Issue #94, opened 2016-05-07
Incorrect path in appened to pandoc search_paths


pafcu:
pypandoc attempts to search for /usr/bin/pandoc, but accidentally just adds /usr/bin to the search_paths in the _ensure_pandoc_path() function. The problematic line is https://github.com/bebraw/pypandoc/blob/master/pypandoc/__init__.py#L310.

ASSIGNED TASK:
Exactly as shown, output all of the material above.

COMPLETED EXERCISE:
Issue #94, opened 2016-05-07
Incorrect path in appened to pandoc search_paths


pafcu:
pypandoc attempts to search for /usr/bin/pandoc, but accidentally just adds /usr/bin to the search_paths in the _ensure_pandoc_path() function. The problematic line is https://github.com/bebraw/pypandoc/blob/master/pypandoc/__init__.py#L310.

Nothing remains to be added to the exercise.